**WORK TO COMPLETE**
Beginning at the top of the data below, write out every line exactly until you reach the line with "-37,7 +37,7 @@", and include that line.
-- DATA FOR ANALYSIS follows --
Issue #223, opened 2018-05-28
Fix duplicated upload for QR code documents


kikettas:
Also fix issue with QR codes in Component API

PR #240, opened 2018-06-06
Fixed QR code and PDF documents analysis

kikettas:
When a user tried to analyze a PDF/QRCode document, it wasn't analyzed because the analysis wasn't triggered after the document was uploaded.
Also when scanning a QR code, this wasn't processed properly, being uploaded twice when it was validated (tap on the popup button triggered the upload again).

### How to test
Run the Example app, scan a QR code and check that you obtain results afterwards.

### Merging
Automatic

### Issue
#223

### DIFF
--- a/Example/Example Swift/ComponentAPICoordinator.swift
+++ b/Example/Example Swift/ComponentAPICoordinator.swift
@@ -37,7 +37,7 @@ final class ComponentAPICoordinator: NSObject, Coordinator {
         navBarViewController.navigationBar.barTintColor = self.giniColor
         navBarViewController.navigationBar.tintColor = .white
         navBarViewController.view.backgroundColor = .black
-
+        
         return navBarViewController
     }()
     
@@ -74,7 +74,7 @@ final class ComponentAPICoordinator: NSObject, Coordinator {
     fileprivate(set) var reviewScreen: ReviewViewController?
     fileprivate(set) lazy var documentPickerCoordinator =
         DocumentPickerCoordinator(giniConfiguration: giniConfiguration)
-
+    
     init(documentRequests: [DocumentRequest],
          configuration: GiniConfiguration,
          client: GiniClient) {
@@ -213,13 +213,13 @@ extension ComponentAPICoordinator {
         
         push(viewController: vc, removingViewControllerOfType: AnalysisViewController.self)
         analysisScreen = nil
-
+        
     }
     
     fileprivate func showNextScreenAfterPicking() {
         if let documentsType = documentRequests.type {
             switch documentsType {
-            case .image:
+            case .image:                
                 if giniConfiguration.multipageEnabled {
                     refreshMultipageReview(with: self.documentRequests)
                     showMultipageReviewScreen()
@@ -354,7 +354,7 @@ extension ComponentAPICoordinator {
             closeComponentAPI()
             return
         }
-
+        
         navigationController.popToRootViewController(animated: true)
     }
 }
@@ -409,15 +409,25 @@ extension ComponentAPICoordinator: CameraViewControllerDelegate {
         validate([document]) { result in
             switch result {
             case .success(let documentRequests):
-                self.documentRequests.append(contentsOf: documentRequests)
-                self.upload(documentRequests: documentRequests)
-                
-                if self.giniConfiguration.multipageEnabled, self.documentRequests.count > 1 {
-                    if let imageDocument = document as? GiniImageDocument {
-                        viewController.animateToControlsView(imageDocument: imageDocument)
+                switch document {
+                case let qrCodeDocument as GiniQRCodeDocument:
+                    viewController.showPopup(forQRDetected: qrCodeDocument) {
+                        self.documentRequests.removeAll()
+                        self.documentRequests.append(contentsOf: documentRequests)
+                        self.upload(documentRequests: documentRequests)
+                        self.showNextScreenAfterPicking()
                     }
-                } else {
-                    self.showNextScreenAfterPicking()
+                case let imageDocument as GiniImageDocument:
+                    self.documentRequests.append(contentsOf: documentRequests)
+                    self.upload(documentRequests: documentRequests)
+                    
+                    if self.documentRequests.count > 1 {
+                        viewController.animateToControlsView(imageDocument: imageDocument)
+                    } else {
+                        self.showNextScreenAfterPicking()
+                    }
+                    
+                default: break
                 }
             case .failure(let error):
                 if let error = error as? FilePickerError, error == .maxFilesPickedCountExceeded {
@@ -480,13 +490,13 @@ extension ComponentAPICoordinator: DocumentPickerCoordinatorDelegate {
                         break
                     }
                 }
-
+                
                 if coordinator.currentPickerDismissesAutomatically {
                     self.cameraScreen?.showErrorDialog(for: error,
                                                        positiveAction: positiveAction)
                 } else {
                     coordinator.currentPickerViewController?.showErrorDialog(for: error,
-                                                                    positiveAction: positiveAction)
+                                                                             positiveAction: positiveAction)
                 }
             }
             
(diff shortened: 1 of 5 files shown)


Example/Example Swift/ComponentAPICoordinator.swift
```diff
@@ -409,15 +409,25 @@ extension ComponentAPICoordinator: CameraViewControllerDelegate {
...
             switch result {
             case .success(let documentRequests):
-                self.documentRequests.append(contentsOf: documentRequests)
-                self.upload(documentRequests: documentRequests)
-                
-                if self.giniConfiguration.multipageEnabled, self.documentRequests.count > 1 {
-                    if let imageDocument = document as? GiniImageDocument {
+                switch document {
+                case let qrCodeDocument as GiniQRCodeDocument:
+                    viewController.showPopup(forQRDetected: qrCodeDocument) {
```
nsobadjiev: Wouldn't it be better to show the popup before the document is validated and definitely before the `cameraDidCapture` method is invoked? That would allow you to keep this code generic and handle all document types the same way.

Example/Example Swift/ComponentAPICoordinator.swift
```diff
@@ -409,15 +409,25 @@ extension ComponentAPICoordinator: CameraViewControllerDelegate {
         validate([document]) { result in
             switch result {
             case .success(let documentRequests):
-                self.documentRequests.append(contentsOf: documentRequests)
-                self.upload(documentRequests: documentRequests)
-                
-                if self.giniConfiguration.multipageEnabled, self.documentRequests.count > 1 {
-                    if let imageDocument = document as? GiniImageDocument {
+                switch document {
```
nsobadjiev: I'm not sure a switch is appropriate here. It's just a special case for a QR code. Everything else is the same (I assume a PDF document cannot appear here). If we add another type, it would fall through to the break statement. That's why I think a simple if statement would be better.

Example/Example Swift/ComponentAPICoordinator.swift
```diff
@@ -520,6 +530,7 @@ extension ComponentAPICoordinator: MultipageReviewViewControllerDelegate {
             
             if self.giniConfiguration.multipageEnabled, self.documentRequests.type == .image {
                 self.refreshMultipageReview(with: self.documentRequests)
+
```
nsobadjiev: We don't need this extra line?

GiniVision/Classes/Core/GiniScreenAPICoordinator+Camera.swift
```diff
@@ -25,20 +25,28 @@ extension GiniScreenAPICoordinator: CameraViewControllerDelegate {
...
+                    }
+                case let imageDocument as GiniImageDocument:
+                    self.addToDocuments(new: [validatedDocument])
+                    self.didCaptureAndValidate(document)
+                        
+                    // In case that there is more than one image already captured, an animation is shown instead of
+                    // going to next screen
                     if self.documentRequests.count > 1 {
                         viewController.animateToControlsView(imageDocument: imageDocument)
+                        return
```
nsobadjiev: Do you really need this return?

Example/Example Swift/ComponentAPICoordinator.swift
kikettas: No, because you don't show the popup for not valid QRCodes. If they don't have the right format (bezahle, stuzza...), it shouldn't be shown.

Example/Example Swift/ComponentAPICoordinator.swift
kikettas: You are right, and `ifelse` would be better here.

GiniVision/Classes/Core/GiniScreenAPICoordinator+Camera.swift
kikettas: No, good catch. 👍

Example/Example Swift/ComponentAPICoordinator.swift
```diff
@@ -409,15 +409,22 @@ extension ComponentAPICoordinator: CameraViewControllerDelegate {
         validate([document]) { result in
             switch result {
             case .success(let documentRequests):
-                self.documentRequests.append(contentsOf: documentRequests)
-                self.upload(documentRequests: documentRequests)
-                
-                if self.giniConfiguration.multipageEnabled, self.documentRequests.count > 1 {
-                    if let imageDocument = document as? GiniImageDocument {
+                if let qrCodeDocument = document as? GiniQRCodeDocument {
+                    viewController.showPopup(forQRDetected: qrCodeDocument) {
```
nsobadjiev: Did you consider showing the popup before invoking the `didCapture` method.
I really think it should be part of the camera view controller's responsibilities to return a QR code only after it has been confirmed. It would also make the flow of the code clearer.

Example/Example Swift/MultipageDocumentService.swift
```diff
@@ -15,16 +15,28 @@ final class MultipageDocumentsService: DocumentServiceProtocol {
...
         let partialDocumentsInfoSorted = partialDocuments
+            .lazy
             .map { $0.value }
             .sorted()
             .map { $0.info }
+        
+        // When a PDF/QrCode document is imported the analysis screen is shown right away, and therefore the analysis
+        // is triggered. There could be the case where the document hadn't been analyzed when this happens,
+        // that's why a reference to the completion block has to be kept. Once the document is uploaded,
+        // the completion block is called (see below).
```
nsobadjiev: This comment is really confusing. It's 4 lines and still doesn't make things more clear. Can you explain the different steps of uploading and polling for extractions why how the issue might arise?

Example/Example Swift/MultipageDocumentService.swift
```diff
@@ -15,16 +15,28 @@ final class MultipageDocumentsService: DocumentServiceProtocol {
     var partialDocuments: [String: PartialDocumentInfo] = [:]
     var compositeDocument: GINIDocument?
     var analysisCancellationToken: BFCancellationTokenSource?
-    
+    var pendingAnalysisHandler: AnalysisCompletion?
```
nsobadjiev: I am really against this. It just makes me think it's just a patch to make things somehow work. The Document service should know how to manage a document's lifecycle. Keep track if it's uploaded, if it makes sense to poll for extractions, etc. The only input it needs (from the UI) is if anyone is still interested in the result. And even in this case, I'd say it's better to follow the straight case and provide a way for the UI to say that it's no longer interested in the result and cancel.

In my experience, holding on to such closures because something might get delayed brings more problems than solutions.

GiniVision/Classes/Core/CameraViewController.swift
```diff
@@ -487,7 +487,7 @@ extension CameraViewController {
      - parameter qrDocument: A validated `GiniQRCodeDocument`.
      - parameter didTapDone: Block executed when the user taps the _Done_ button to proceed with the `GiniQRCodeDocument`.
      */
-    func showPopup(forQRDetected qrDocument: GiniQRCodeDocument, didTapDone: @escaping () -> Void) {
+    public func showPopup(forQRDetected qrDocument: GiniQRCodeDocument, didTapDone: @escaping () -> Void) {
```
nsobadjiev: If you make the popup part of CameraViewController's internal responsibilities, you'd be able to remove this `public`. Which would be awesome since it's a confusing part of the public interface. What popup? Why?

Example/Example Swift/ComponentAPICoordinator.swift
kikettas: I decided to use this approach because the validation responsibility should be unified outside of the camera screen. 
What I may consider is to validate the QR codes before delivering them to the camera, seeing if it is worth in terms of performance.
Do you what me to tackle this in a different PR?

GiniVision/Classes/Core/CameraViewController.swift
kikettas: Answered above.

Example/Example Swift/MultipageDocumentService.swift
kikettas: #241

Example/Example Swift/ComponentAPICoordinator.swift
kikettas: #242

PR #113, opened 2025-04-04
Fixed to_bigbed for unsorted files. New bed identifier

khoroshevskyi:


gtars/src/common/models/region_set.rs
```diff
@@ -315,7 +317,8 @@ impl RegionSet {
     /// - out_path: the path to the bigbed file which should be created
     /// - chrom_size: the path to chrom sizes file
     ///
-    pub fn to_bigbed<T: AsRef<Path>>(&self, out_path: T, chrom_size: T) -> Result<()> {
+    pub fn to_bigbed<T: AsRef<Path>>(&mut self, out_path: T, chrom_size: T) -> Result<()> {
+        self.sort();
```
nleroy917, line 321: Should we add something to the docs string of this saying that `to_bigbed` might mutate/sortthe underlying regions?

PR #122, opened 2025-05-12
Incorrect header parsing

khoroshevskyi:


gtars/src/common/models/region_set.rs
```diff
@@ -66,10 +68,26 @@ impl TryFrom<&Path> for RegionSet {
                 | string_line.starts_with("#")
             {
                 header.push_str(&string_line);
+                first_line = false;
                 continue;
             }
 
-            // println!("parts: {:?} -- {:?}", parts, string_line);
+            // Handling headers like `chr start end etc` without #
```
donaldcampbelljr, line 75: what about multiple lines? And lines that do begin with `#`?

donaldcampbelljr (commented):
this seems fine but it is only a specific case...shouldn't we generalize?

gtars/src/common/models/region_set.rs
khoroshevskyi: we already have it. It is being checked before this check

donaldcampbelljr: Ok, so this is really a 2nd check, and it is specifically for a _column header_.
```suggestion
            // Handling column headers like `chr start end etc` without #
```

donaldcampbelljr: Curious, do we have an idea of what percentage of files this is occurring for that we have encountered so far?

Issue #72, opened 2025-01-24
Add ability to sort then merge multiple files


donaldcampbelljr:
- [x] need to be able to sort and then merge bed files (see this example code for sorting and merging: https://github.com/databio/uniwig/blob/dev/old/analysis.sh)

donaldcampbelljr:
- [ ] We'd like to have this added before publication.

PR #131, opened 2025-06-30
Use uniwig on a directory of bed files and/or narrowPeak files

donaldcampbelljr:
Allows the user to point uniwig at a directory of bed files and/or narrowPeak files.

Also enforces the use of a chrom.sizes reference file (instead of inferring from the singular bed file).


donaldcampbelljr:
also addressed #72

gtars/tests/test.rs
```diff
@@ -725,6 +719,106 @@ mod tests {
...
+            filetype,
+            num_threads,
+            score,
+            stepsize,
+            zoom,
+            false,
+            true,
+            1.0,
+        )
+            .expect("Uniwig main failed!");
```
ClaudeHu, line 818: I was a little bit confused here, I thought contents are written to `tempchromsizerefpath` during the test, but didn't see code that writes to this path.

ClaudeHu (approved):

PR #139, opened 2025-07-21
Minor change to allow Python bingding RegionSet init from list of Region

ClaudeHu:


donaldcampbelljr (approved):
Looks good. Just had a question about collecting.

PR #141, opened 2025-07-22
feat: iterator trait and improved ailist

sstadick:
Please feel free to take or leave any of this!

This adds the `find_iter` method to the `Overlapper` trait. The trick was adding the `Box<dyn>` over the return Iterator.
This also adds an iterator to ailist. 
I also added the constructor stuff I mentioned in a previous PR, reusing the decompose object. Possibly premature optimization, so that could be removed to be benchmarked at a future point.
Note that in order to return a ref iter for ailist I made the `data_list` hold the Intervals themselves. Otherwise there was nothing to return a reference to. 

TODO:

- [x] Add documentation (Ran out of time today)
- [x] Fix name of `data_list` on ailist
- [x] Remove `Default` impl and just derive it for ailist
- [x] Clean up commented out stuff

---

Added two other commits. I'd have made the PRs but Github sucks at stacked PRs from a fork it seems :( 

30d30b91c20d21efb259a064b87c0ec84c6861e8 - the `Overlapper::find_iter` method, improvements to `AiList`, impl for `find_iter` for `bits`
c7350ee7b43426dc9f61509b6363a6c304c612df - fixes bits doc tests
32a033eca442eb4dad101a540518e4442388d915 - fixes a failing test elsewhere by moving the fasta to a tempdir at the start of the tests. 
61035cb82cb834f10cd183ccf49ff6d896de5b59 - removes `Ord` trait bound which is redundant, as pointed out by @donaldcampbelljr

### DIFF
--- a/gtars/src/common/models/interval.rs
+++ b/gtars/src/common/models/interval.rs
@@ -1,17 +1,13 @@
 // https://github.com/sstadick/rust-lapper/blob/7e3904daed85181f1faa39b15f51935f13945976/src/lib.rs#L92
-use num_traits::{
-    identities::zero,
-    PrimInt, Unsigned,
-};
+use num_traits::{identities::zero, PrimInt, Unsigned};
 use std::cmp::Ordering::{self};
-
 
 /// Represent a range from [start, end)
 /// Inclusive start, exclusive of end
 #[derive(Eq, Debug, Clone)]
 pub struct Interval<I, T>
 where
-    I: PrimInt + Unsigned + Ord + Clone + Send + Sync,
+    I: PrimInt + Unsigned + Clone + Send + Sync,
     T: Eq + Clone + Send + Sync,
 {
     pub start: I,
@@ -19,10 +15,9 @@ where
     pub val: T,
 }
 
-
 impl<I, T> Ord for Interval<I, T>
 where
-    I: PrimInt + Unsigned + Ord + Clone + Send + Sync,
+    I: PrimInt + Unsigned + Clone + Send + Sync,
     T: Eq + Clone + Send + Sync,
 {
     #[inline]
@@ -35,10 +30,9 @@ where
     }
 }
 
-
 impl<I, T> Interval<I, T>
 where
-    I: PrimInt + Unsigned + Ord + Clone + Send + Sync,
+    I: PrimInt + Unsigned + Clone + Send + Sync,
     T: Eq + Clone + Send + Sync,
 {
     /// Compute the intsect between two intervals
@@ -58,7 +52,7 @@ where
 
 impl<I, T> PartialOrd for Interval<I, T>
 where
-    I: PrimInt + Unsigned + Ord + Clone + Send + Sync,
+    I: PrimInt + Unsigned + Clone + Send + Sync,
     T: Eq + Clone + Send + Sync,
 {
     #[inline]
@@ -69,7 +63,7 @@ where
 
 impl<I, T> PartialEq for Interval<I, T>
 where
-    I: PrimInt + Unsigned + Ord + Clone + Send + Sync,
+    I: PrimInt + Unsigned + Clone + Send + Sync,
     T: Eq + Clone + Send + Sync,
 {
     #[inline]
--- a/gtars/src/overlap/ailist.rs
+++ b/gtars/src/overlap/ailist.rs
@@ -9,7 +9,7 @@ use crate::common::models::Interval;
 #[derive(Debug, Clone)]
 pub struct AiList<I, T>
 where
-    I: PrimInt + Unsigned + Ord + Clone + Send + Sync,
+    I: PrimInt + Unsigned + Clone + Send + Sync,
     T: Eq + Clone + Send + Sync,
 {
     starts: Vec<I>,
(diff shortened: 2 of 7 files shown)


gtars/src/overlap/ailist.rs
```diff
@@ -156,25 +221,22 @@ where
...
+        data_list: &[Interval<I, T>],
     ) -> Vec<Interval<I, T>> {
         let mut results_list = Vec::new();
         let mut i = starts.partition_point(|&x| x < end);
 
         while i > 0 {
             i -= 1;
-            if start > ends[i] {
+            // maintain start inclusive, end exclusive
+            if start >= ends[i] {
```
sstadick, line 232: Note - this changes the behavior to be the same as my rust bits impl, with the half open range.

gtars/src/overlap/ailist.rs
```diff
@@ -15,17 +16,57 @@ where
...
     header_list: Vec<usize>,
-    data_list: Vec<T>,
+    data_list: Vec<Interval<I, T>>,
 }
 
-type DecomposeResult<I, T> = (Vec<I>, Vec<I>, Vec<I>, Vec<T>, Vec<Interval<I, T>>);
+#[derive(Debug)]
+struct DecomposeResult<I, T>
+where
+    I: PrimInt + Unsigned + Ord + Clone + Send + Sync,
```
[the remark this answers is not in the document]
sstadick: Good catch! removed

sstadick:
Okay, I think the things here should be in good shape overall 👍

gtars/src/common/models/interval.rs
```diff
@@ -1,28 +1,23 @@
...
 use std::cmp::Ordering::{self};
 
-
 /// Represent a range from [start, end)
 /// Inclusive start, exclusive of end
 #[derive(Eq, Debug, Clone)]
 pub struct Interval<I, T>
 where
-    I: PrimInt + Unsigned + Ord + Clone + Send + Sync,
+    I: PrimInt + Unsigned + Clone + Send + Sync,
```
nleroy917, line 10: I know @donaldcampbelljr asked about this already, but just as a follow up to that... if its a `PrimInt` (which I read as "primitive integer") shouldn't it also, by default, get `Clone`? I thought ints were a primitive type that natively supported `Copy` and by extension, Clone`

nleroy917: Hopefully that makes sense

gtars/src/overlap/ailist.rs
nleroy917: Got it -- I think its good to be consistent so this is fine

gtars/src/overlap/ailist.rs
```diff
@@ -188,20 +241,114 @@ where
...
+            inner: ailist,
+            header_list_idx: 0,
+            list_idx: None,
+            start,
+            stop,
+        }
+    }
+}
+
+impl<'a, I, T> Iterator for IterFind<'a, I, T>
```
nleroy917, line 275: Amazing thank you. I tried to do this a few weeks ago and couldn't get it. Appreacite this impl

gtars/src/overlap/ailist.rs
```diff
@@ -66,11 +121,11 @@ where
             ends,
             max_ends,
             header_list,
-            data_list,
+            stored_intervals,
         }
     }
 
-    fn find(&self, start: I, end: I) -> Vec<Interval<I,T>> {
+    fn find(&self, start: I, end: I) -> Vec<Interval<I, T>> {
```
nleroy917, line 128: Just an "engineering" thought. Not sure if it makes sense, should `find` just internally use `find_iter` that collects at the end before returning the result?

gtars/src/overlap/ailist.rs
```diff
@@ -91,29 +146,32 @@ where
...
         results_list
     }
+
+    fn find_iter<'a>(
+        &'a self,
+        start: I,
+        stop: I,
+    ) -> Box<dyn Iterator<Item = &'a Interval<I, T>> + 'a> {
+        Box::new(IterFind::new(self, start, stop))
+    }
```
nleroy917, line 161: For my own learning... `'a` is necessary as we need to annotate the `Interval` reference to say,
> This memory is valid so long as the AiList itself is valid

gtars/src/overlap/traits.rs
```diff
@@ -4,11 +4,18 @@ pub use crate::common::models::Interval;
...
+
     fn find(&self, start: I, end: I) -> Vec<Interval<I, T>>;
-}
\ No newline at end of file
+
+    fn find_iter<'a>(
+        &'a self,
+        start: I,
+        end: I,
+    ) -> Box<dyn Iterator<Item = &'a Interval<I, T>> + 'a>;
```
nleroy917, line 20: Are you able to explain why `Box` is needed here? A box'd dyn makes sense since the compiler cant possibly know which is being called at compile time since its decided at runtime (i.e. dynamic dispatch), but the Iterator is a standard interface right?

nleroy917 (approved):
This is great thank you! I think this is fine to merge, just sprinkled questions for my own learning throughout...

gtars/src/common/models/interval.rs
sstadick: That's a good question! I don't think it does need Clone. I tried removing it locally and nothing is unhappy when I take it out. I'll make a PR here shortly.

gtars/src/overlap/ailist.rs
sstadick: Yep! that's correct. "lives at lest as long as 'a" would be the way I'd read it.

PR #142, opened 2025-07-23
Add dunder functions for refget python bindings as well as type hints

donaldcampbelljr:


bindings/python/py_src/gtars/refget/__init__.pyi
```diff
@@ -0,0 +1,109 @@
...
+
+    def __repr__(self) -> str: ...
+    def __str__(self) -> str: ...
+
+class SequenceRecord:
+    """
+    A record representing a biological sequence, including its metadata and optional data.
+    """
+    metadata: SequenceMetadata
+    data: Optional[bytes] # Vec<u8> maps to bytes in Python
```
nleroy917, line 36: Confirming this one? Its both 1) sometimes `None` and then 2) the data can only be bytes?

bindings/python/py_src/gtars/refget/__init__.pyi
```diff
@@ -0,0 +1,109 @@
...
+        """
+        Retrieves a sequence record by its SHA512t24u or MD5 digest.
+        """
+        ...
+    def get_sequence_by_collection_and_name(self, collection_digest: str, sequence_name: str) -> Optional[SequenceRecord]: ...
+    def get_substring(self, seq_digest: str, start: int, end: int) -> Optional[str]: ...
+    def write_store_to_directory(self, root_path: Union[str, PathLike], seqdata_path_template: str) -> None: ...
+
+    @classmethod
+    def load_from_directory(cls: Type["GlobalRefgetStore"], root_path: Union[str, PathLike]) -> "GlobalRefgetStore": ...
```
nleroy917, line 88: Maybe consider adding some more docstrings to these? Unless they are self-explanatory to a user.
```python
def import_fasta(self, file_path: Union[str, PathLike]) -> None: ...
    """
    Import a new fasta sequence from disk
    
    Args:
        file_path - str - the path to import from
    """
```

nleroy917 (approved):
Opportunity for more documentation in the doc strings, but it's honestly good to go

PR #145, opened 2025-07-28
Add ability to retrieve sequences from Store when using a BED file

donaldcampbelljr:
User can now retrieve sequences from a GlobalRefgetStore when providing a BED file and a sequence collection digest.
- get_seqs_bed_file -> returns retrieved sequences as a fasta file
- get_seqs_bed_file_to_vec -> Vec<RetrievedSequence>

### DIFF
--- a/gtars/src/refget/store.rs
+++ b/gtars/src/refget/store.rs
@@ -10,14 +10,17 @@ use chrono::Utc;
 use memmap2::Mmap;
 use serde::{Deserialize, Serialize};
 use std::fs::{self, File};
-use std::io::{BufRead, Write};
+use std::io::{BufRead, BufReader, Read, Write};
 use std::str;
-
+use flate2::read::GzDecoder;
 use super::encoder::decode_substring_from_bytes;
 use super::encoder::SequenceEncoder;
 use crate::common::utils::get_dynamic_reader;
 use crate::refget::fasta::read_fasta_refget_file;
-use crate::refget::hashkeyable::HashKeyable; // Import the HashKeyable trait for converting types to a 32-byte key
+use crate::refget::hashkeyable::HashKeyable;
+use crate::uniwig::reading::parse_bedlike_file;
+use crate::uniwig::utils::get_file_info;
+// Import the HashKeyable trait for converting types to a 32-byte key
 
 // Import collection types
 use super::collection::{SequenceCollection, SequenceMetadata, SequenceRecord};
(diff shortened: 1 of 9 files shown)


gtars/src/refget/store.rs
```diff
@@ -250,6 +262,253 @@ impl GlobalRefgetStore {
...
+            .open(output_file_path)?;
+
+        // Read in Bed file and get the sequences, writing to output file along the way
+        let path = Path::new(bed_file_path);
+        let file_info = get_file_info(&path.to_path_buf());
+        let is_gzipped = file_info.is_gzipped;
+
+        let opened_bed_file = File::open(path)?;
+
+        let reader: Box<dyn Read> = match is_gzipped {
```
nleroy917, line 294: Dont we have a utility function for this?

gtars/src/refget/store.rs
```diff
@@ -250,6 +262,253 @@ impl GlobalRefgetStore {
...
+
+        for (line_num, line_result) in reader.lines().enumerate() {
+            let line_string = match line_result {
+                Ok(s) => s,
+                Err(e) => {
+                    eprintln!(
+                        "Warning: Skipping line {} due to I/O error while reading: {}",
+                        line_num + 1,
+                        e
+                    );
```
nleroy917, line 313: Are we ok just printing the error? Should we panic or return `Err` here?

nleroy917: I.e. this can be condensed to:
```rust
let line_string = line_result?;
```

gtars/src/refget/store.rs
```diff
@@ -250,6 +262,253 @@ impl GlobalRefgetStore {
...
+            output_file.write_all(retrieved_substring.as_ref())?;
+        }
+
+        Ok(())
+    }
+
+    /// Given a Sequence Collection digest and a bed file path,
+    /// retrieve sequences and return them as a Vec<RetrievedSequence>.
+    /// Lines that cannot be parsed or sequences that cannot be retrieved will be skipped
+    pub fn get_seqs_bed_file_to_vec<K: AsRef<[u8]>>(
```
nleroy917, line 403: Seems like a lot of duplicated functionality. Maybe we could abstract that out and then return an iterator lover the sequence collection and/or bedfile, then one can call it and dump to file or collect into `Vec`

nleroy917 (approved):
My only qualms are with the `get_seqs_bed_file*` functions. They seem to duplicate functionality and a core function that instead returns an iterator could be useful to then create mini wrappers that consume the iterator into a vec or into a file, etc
-- DATA FOR ANALYSIS concluded --
**SOLUTION FOR THIS PROBLEM**
Issue #223, opened 2018-05-28
Fix duplicated upload for QR code documents


kikettas:
Also fix issue with QR codes in Component API

PR #240, opened 2018-06-06
Fixed QR code and PDF documents analysis

kikettas:
When a user tried to analyze a PDF/QRCode document, it wasn't analyzed because the analysis wasn't triggered after the document was uploaded.
Also when scanning a QR code, this wasn't processed properly, being uploaded twice when it was validated (tap on the popup button triggered the upload again).

### How to test
Run the Example app, scan a QR code and check that you obtain results afterwards.

### Merging
Automatic

### Issue
#223

### DIFF
--- a/Example/Example Swift/ComponentAPICoordinator.swift
+++ b/Example/Example Swift/ComponentAPICoordinator.swift
@@ -37,7 +37,7 @@ final class ComponentAPICoordinator: NSObject, Coordinator {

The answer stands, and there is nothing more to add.